森(夏)委員 しっかりお願いしたいと思います。

 上杉委員からもお話ありましたが、子供たちへの放射線教育について質問がありました。私も、子供たちへの教育も大変重要だと考えております。ですが、大人にも正しい情報、知識が必要であると思います。福島に対して不安に思われている方々がまだまだ多くいらっしゃることも知っていただき、その上で、しっかりと風評払拭に取り組んでいただきたいと思います。

 東日本大震災で大変つらい思いをされた方々、そして今も苦労されている皆様の心のケアもしっかり取り組んでいただくようお願い申し上げます。

 福島、東北の一日も早い復興を心から願い、私の質問を終わります。ありがとうございました。

谷委員長 復興大臣は御退席いただいて結構です。

     ――――◇―――――

谷委員長 この際、御報告いたします。

 今会期中、本委員会に付託されました請願は一種二十九件であります。各請願の取扱いにつきましては、理事会等において協議しましたが、委員会での採否の決定は保留することになりましたので、御了承願います。

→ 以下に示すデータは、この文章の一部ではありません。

PR #632, opened 2026-07-10
[LXC] Address network policy gaps - model 2 (deny-all-except-proxy)

dhoehna:
Linked work item: AB#62830341 — [LXC] Address network policy gaps - model 2 (deny-all-except-proxy)

## Summary
Implements the deny-all-except-proxy network model for LXC: when a proxy is configured, the proxy `address:port` is the only destination the container can reach and everything else is dropped, in both `iptables` and `ip6tables`.  The posture is fail-closed by design.

- **Proxy-only egress, both address families.**  In proxy mode the egress chain is the proxy ACCEPT rule followed by a default DROP, emitted in `iptables` and `ip6tables` so a dual-stack container cannot slip out over IPv6 while the v4 chain drops everything.
- **`allowedHosts` and `blockedHosts` do not apply in proxy mode.**  When a proxy is configured the chain contains only the proxy ACCEPT and the default DROP, so blocked hosts stay blocked and hosts named in `allowedHosts` become unreachable.  Reaching an `allowedHosts` destination alongside a proxy is not supported under model 2; the proxy is the single permitted egress.  This is the one behavior change a caller could notice as a loss of reachability, so it is called out explicitly rather than left to be discovered.
- **Hooked on `-i <veth>` in FORWARD and INPUT.**  Container-originated packets arrive on the host-side veth, so egress is matched by input interface.  FORWARD alone leaves host-destined packets routed through INPUT reachable, so a matching INPUT hook filters container→host traffic; a host-local proxy is still permitted by the shared chain's own ACCEPT rule.  DHCP (`udp/67`, `udp/547`) is accepted ahead of the jump so lease renewal survives.
- **The veth requirement lives in `lxc_runner`, not the shared manager.**  The iptables manager is shared with Bubblewrap, which runs in the host network namespace and has no veth.  When no veth is set it builds the policy chain and skips the veth-scoped hooks instead of rejecting, so a Bubblewrap firewall request still starts `bwrap`.  LXC's fail-closed invariant — refuse to start when firewall enforcement is needed but the veth cannot be discovered — lives in `lxc_runner` (`reconcile_veth`).  The residual Bubblewrap gap, where a policy chain exists with nothing hooked to it, is tracked in #755.
- **Proxy pinned host-side; DNS closed in proxy mode.**  The proxy hostname is resolved once on the host and the literal IP is injected into `HTTP(S)_PROXY`, so the firewall rule and the container's proxy setting name the same endpoint.  Because the container never needs a resolver, port 53 stays shut in proxy mode and there is no DNS-tunnel exfil path.  An unresolvable proxy host fails setup rather than yielding a chain that drops everything.
- **A TLS-addressed proxy hostname is rejected rather than silently broken.**  Rewriting the host of an `https://` proxy URL to an IP leaves the client validating the proxy's certificate against an IP with no SNI, which fails unless the certificate carries a matching IP SAN.  Setup refuses with an error naming both remedies: address the proxy by IP, or use an `http://` proxy URL, which still reaches `https` destinations through CONNECT.
- **IPv6 fails closed.**  If `ip6tables` is unusable but the host has a live IPv6 stack and the policy's v6 stance is DROP, setup fails instead of silently handing the container unfiltered IPv6.  A host with no IPv6 stack still enforces the IPv4 policy alone.
- **An unresolvable `blockedHosts` entry fails the start.**  It produces no DROP rule, so the host the policy names stays reachable while setup reports success.  This is fatal under both default policies.  Default-allow is the obvious case, where the chain falls through to ACCEPT.  Default-block is not safe either, for a reason that is easy to miss: outside proxy mode the chain carries an *unscoped* port-53 ACCEPT emitted **after** the block rules, so under first-match-wins a blocked host with no DROP of its own is still reachable on port 53 — the closing DROP covers every other port, not that one.  `allowedHosts` stays best-effort in both cases, because an unresolved allow only ever removes reachability.
- **Deny-wins precedence (outside proxy mode).**  Deny rules are emitted before the DNS carve-out and the allow list by a pure ordered builder, so under first-match-wins a destination named in both lists is denied.
- **Proxy env hygiene.**  LXC shares the cooperative-proxy env module with Bubblewrap and WSLc: inherited `HTTP_PROXY` / `HTTPS_PROXY` / `ALL_PROXY` / `FTP_PROXY` / `NO_PROXY` (plus lowercase, matched case-insensitively) are scrubbed before the configured values are set, and `NO_PROXY` is forced empty so an inherited exemption cannot steer traffic around the proxy.  With the proxy disabled, `apply_proxy_env` reports that the environment must be cleared, so `--clear-env` is emitted even when the request carried no environment at all.
- **Unreachable proxy endpoints are rejected at parse time.**  For LXC, `network.proxy.builtinTestServer`, `network.proxy.localhost`, and loopback URL literals (`127.0.0.0/8`, `::1`, `localhost`) are rejected because they name the container's own loopback, not the host.  IPv6 proxy endpoints are rejected because the proxy rule is emitted with IPv4 `iptables` only.  A routable IPv4 `network.proxy.url` is required.

## Ownership of installed rules

A partly-failed setup or teardown must leave the record of what exists exactly matching what exists, because that record is what the error path, `Drop`, and the signal watchdog all act on.

- Chain and DHCP ownership flags are set only once their command succeeds, and veth-scoped hook deletes are marked up front, so a partial install cannot leak and cannot flush a colliding live container's chain.
- **Teardown removes only what the record names**, so a rollback never deletes a chain or hook this attempt did not create.
- **Every hook delete is attempted, not just the first.**  Short-circuiting on a failed `-D` left the later hooks installed while the failure was reported once; the deletes are veth-scoped, so attempting all of them cannot touch another container's rules.
- **Absence, not the delete's exit code, clears a hook's flag.**  Ownership is published *before* the insert that creates a hook, so the record routinely names a hook whose `-I` then failed — and `-D` for a rule that was never installed fails too.  Clearing only on a successful delete left such a flag set forever: every retry re-ran a delete that could not succeed, the chain stayed owned but unremovable, and `Drop` never converged.  A failed delete is now followed by an `iptables -C` existence check, and a hook that is not there counts as removed.  An unanswerable check reads as "still installed", because being wrong that way costs a retry while the opposite lets a broken or permission-denied iptables report a live hook as gone.
- **A chain is never flushed while a hook still jumps to it.**  `-F` succeeds regardless of who references the chain, and an emptied user chain returns to its caller instead of reaching its own closing DROP, so flushing a still-hooked chain unfilters a container that may still be running.  The `-X` would have failed anyway, since iptables refuses to delete a referenced chain, so the flush bought nothing and cost the container its filtering.  The whole step — flush included — is gated on the hooks being gone, and the chain stays published so a later pass retries.
- Teardown returns the objects whose removal command itself failed and republishes that residual to the signal-cleanup registry.  Previously teardown published nothing, so the registry kept advertising the full pre-teardown set and a later signal would try to remove objects that no longer existed.  Publishing an empty set instead would be the mirror-image bug: a removal that failed would silently lose its owner.
- Ownership is retained exactly when something survived, so the retry paths run again rather than reporting success over a leaked chain.

## Merge-order constraints with #724 and #633

- This branch and #724 both edit `network_iptables.rs` and conflict.  Whoever merges second must resolve keeping **this PR's** deny-before-allow ordering; resolving toward #724 regresses deny-wins precedence.
- All three branches independently fix the same flush-before-hooks-gone fail-open in this file.  #724's `teardown_chain` is byte-identical to this one, so that hunk resolves to a no-op.  #633 reaches the same outcome by re-reading `FORWARD` instead of trusting the delete's exit code.  Either resolution is correct; neither may be resolved by taking `main`'s unconditional flush.

## Known gaps
- A container is reachable between `container.start()` and the firewall hook installation.  Closing it needs a veth-scoped quarantine chain installed before start and swapped atomically for the real policy, which is a new enforcement stage rather than a reordering.  Tracked in #764.  (#633 installs the firewall before start for the state-aware path; this branch's runner path is unchanged.)
- With `defaultPolicy: allow` plus `blockedHosts`, hosts that *do* resolve remain reachable over IPv6, because host rules on this branch resolve to IPv4 addresses only.  #724 adds A/AAAA resolution and buckets each resolved address into the matching `iptables` or `ip6tables` rule set.
- Two containers whose first 20 sanitized name characters match contend for one chain name and the second fails to start; the rollback does not corrupt the incumbent.  #633 replaces the derivation with a hash-widened one that is collision-resistant within the 28-character netfilter bound.

## Validation
Re-verified on this branch (`10f0599`) on the Windows dev box:
- `cargo test -p lxc_common -p wxc_common --lib` — 683 passed (lxc_common 81, wxc_common 602), 0 failed, 0 ignored.  This is a Windows run, so it includes the Windows-gated tests a Linux run excludes.
- `cargo clippy -p lxc_common -p wxc_common --all-targets -- -D warnings` — clean.
- `cargo fmt --all -- --check` — clean.
- Every fail-open repair found in review is mutation-tested: reintroducing the defect fails the corresponding test rather than passing quietly.  Each carries a negative control, so an implementation that never flushes, always bails, or retains ownership unconditionally fails too.
- Unit tests cover rule construction and deny-before-allow ordering (`ordered_egress_rules_put_deny_before_allow`), the pure veth reconciliation decision (`reconcile_veth`), attach-argument / `--clear-env` construction, and IPv6 bracketing.  The live INPUT hook, the DHCP carve-out, `ip6tables` enforcement, real iptables enforcement, real signal delivery, and TLS behavior are not exercised by the unit tests.
- The teardown orderings are asserted through pure seams (`remove_every_hook`, `teardown_chain`) rather than through the real path, and that is a necessity rather than a preference: on Windows every firewall command fails at *spawn*, which is before anything is logged, so the logger observes nothing and a teardown's residual always equals what was created.  A test driving the real path could not observe an ordering at all.  What the seams cannot reach is the wiring that feeds them, or a real `-X` succeeding.
- `tests/scripts/run_bwrap_network_firewall_test.sh` and `tests/scripts/run_lxc_network_proxy_test.sh` require Linux and root; they exit 77 (Automake skip) when root, LXC, `bwrap`, `iptables`, or the built binaries are missing, and the aggregate runners count that as a skip, not a pass.  They are not executed on the Windows dev box.


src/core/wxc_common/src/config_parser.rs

 なお、お手元に配付してありますとおり、今会期中、本委員会に参考送付されました陳情書は六件、また、地方自治法第九十九条の規定に基づく意見書は八件であります。

     ――――◇―――――

谷委員長 次に、閉会中審査に関する件についてお諮りいたします。

 階猛君外五名提出、被災者生活再建支援法の一部を改正する法律案

 階猛君外五名提出、災害弔慰金の支給等に関する法律の一部を改正する法律案

 階猛君外五名提出、東日本大震災復興特別区域法の一部を改正する法律案

 及び

 階猛君外五名提出、東日本大震災からの復興の推進のための相続に係る移転促進区域内の土地等の処分の円滑化に関する法律案

並びに

 東日本大震災復興の総合的対策に関する件

以上の各案件につきまして、議長に対し、閉会中審査の申出をいたしたいと存じますが、御異議ありませんか。

    〔「異議なし」と呼ぶ者あり〕

谷委員長 御異議なしと認めます。よって、そのように決しました。

 次に、閉会中審査案件が付託となりました場合の諸件についてお諮りいたします。

 まず、閉会中、委員派遣を行う必要が生じました場合には、議長に対し、委員派遣承認申請を行うこととし、派遣の目的、派遣委員、派遣期間、派遣地その他所要の手続につきましては、委員長に御一任願いたいと存じますが、御異議ありませんか。

    〔「異議なし」と呼ぶ者あり〕

谷委員長 御異議なしと認めます。よって、そのように決しました。

 次に、閉会中審査におきまして、参考人から意見を聴取する必要が生じました場合には、その出席を求めることとし、日時、人選等につきましては、委員長に御一任願いたいと存じますが、御異議ありませんか。

    〔「異議なし」と呼ぶ者あり〕

谷委員長 御異議なしと認めます。よって、そのように決しました。

 本日は、これにて散会いたします。